У Эрны же было что рассказать нового. Движением головы она показала на кухню. Скорбную маску материного лица омрачила еще одна тень. Секреты не обещали ничего хорошего. Она беспокойно бегала туда-сюда, с досадой передвигала предметы на комоде, наконец, принялась старательно вытирать стул, который предложила Хуго. Присутствие этого изящно одетого мальчика, излучавшего роскошь неведомой жизни, сковывало ее. Перед Хуго, посреди убогого жилища ее охватило неприятное чувство своего рода социального стыда. И сам Хуго ощутил нечто подобное, – и даже вдвойне: за себя и за хозяйку.
Эрна и ее мать стояли в дверях между кухней и комнатой. У Хуго было теперь время оглядеться. На стене над громоздкой кроватью не только висели распятие и цветная олеография Матери Божьей с мечом в сердце, но и несколько увеличенных фотографий торжественно-скорбно взирали на мальчика сквозь стекло между рамками. Это были, разумеется, портреты семейных усопших. Бога и мертвецов воспринимали здесь очень серьезно. Старший по рангу покойник, отец Эрны, с суровостью во взгляде господствовал над убогой комнатой. Подтянутый, бодрый мужчина в солидном парадном костюме, ровную темноту которого украшал «Крест за заслуги» на красной ленте. Он с трудом примирился с тем, что легкомысленный художник раскрасил его фотографию, изгнав вечное весеннее небо ателье над его смиренной головой. Хуго чувствовал, как испытующе смотрит на него портрет, полный живейшего неприятия.

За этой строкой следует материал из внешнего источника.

PR #511, opened 2024-06-25
[WIP][DPE-4751] Slice `test_backups.py` to speedup testing

lucasgameiroborges:
## Issue

Backups integration test was taking too long to finish + unstable, which means really annoying retries.

## Solution

Test got split into 2 groups:
 - group 1: `test_backup_aws` tests basic operations on AWS + switchover
 - group 2: `test_backup_gcp` tests basic operations on GCP + smaller tests `test_restore_on_new_cluster` and `test_invalid_config_and_recovery_after_fixing_it`
 
 With this, the 1h+ long `test_backup.py` got divided into two roughly 35min duration groups. The common operations used in both AWS and GCP clouds got moved to the `helpers` file
 
 Plus some bonus stabilization fixes being ported from K8s

### DIFF
--- a/tests/integration/test_backups.py
+++ b/tests/integration/test_backups.py
@@ -202,7 +202,7 @@ async def test_backup_gcp(ops_test: OpsTest, cloud_configs: Tuple[Dict, Dict], c
     await ops_test.model.remove_application(tls_certificates_app_name, block_until_done=True)
 
 
-@pytest.mark.group(3)
+@pytest.mark.group(2)
 async def test_restore_on_new_cluster(ops_test: OpsTest, github_secrets, charm) -> None:
     """Test that is possible to restore a backup to another PostgreSQL cluster."""
     previous_database_app_name = f"{DATABASE_APP_NAME}-gcp"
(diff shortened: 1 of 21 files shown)


marceloneppel (approved):
LGTM!

taurus-forever (approved):

marceloneppel (approved):

tests/integration/test_backups.py
```diff
@@ -99,277 +100,110 @@ async def cloud_configs(ops_test: OpsTest, github_secrets) -> None:
...
+    # Remove the database app.
+    await ops_test.model.remove_application(database_app_name, block_until_done=True)
 
-        # Remove the database app.
-        await ops_test.model.remove_application(database_app_name, block_until_done=True)
+    # Remove the TLS operator.
+    await ops_test.model.remove_application(tls_certificates_app_name, block_until_done=True)
+
+
+@pytest.mark.group(2)
```
dragomirp, line 179: nitpick: IIRC there's support for string groups, so we could use the cloud names  instead of 1-2

dragomirp (approved):

tests/integration/test_backups.py
lucasgameiroborges: really? Never seen it before. Will Try it out in another follow-up PR (for self_healing test). Thanks for the tip.

PR #533, opened 2024-07-17
[MISC] Always check databag

dragomirp:
Fix a missing case for peer to secrets translation.

### DIFF
--- a/src/charm.py
+++ b/src/charm.py
@@ -294,9 +294,7 @@ class PostgresqlOperatorCharm(TypedCharmBase[CharmConfig]):
             return None
         secret_key = self._translate_field_to_secret_key(key)
         # Old translation in databag is to be taken
-        if key != secret_key and (
-            result := self.peer_relation_data(scope).fetch_my_relation_field(peers.id, key)
-        ):
+        if result := self.peer_relation_data(scope).fetch_my_relation_field(peers.id, key):
             return result
 
         return self.peer_relation_data(scope).get_secret(peers.id, secret_key)
@@ -312,10 +310,7 @@ class PostgresqlOperatorCharm(TypedCharmBase[CharmConfig]):
         peers = self.model.get_relation(PEER)
         secret_key = self._translate_field_to_secret_key(key)
         # Old translation in databag is to be deleted
-        if key != secret_key and self.peer_relation_data(scope).fetch_my_relation_field(
-            peers.id, key
-        ):
-            self.peer_relation_data(scope).delete_relation_data(peers.id, [key])
+        self.peer_relation_data(scope).delete_relation_data(peers.id, [key])
         self.peer_relation_data(scope).set_secret(peers.id, secret_key, value)
 
     def remove_secret(self, scope: Scopes, key: str) -> None:


src/charm.py
```diff
@@ -294,9 +294,7 @@ def get_secret(self, scope: Scopes, key: str) -> Optional[str]:
             return None
         secret_key = self._translate_field_to_secret_key(key)
         # Old translation in databag is to be taken
-        if key != secret_key and (
-            result := self.peer_relation_data(scope).fetch_my_relation_field(peers.id, key)
-        ):
```
dragomirp, line 299: If key == secret_key we ignored that peer data value

delgod (approved):

src/charm.py
```diff
@@ -294,9 +294,7 @@ def get_secret(self, scope: Scopes, key: str) -> Optional[str]:
...
+        if result := self.peer_relation_data(scope).fetch_my_relation_field(peers.id, key):
             return result
 
         return self.peer_relation_data(scope).get_secret(peers.id, secret_key)
```
juditnovak, line 300: Hmmm..... This line WAS supposed to be checking the databag.

juditnovak: This IS the issue.

https://github.com/canonical/data-platform-libs/blob/main/lib/charms/data_platform_libs/v0/data_interfaces.py#L1873-L1877

juditnovak: Well... Having said all that...

It becomes a conceptual question.

Should the lib's `get_secret()` return secret fields ONLY?
Or should it return the key requested _also_ in case it's in the databag?

(I consider the current situation a bug on my side, as my original intent was along the lines of the latter. However once we are at this point, I think the question is valid regarding policy.)

juditnovak: @marceloneppel :point_up:

src/charm.py
lucasgameiroborges: I'm a bit confused: If key == secret_key, then this means we should check inside the secret, not the databag (wasn't this the original intention of this code?). Then how come we can have key == secret_key and still have to check the databag? Doesn´t this mean something went wrong when setting the secret in the first place? Sorry I think I never understood this workflow properly :grimacing:

lucasgameiroborges: I suppose the bug itself is not clear to me.

lucasgameiroborges (approved):
LGTM, just left some comments for my own understanding.

src/charm.py
dragomirp: Migrating from Juju 2 to Juju 3 would switch the charm from trying to use secrets, but all the values are still in the peer databag. The issue here is that we only check if the `key` and `secret_key` are different, but the data would still be in the peer databag even if the key is the same (no translation needed).

src/charm.py
marceloneppel: In my mind, we'd expect that lib's `get_secret()` would return secret fields only if Juju Secrets are enabled (Juju 3+). It would return the databag field value only on Juju 2 (it's still sensitive data, even if not protected by any means). So, the code in the lib is right; no bug there.

IMO, the issue here may be fixed with Dragomir changes.

marceloneppel (approved):

src/charm.py
juditnovak: If the lib `get_secret()` function _should_ return requested fields on Juju2 (we have no way to tell if a field in Juju2 is sensitive or not, so we could just return the value if found)... Then the lib is NOT doing the right thing.

Currently lib's `get_secret()` is NOT doing that. Due to the snippet (condition) I've highlighted. We don't return anything, if not Juju3 at all.

Also, if this is the preferred direction, @dragomirp 's code (that's I'm afraid is also mine :sweat_smile: ) is NOT wrong here.

marceloneppel: Isn't `self.secrets_enabled` from the condition preventing Juju from returning nothing?

src/charm.py
lucasgameiroborges: Thanks for the explanation. Looks like a specific edge case for which we didn´t have any tests.

src/charm.py
marceloneppel: I think it can be kept here.

juditnovak: So.

We should deal with the translarion.
But no more.

Just like in MySQL: https://github.com/canonical/mysql-k8s-operator/blob/main/lib/charms/mysql/v0/mysql.py#L742-L745

We should check for the new key (using lib `get_secret()` but thechnically `fetch_relation_data()` can work as well).
Then we should do the same for the old name.

The current "fix" is covering up for the bug on the libs side. IT's not the way the code should be wrtiten ideally.

Huh I don't know if I made my point clear :sweat_smile:

marceloneppel: I'm okay with going the way you commented if it avoids hiding the bug.

PR #554, opened 2024-07-27
[MISC] Remove Sentry test

dragomirp:
* Remove sentry test
* Mark livepatch test as unstable


tests/integration/test_db.py
```diff
@@ -196,85 +194,6 @@ async def test_relation_data_is_updated_correctly_when_scaling(ops_test: OpsTest
                 psycopg2.connect(primary_connection_string)
 
 
-@markers.juju2
-@pytest.mark.group(1)
-@markers.amd64_only  # sentry snap not available for arm64
-async def test_sentry_db_blocked(ops_test: OpsTest, charm: str) -> None:
```
dragomirp, line 202: Test fails consistently with:
```
juju.errors.JujuAPIError: cannot add relation "haproxy:reverseproxy sentry1:http": unknown series for version: "24.04"
```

Бог и покойники! Как по-другому все было дома! Там не говорили ни о Боге, ни о беднягах-усопших, которые в виде маленьких невзрачных фотографий стояли на папином письменном столе. Так, по крайней мере, представлялось Хуго в эти меланхолические минуты. Вообще, казалось, дома жизнь не воспринималась вполне серьезно. Всегда бережно сохраняемый налет несерьезности окрашивал все в приятные и красивые тона. Так было, к примеру, с тем, что люди называют смертью. Хуго знал, но не верил, что однажды должен умереть. Так же не верил он в будущую смерть родителей. Смерть не соответствовала его белой комнате, папиной галерее, маминому ателье и ее туалетам. На улицах часто можно было видеть похоронные процессии. Огромные траурные экипажи, неуклюже покачивающиеся, сверкающие черным от отвратительного лака, украшенные башенками, завитками, коронами, кистями и увешанные драпировками, – образ ужаса и мерзости! Как серебристая фольга, мерцала противная краска гроба среди тяжелых венков. И сами эти венки, противоестественно переплетенная проволокой зелень, – унижение для астр и хризантем, что прятались в тесном сплетении ржавчины и мха. Смерть была весьма и весьма неэлегантна. Смерть выглядела как старинный немецкий сервант в комнате фрау Тапперт: Хуго и ему подобные едва обращали на него внимание. Прежде чем умереть, нужно ведь заболеть. Болезням, однако, противостояли доктора и всевозможные облицованные белым кафелем и никелированные атрибуты гигиены. Если хорошенько подумать, болезнь, какой ее знал Хуго, не имела ничего общего со смертью. Ему нравилось состояние жара, когда можно так упоительно грезить. Ему вспомнились сейчас иллюстрированные издания классиков, которые у него имелись. Да, там изображались война, поединки, убийства, смерть. Однако этот вид пленительной смерти относился к той же главе, что и «любовь и любовные страдания». Это было и этого не было. Проливаешь слезы умиления над прекрасным, блаженно потягиваясь в постели, читая и выздоравливая. Здесь же, в этой комнате и в этой жизни, было все, что было.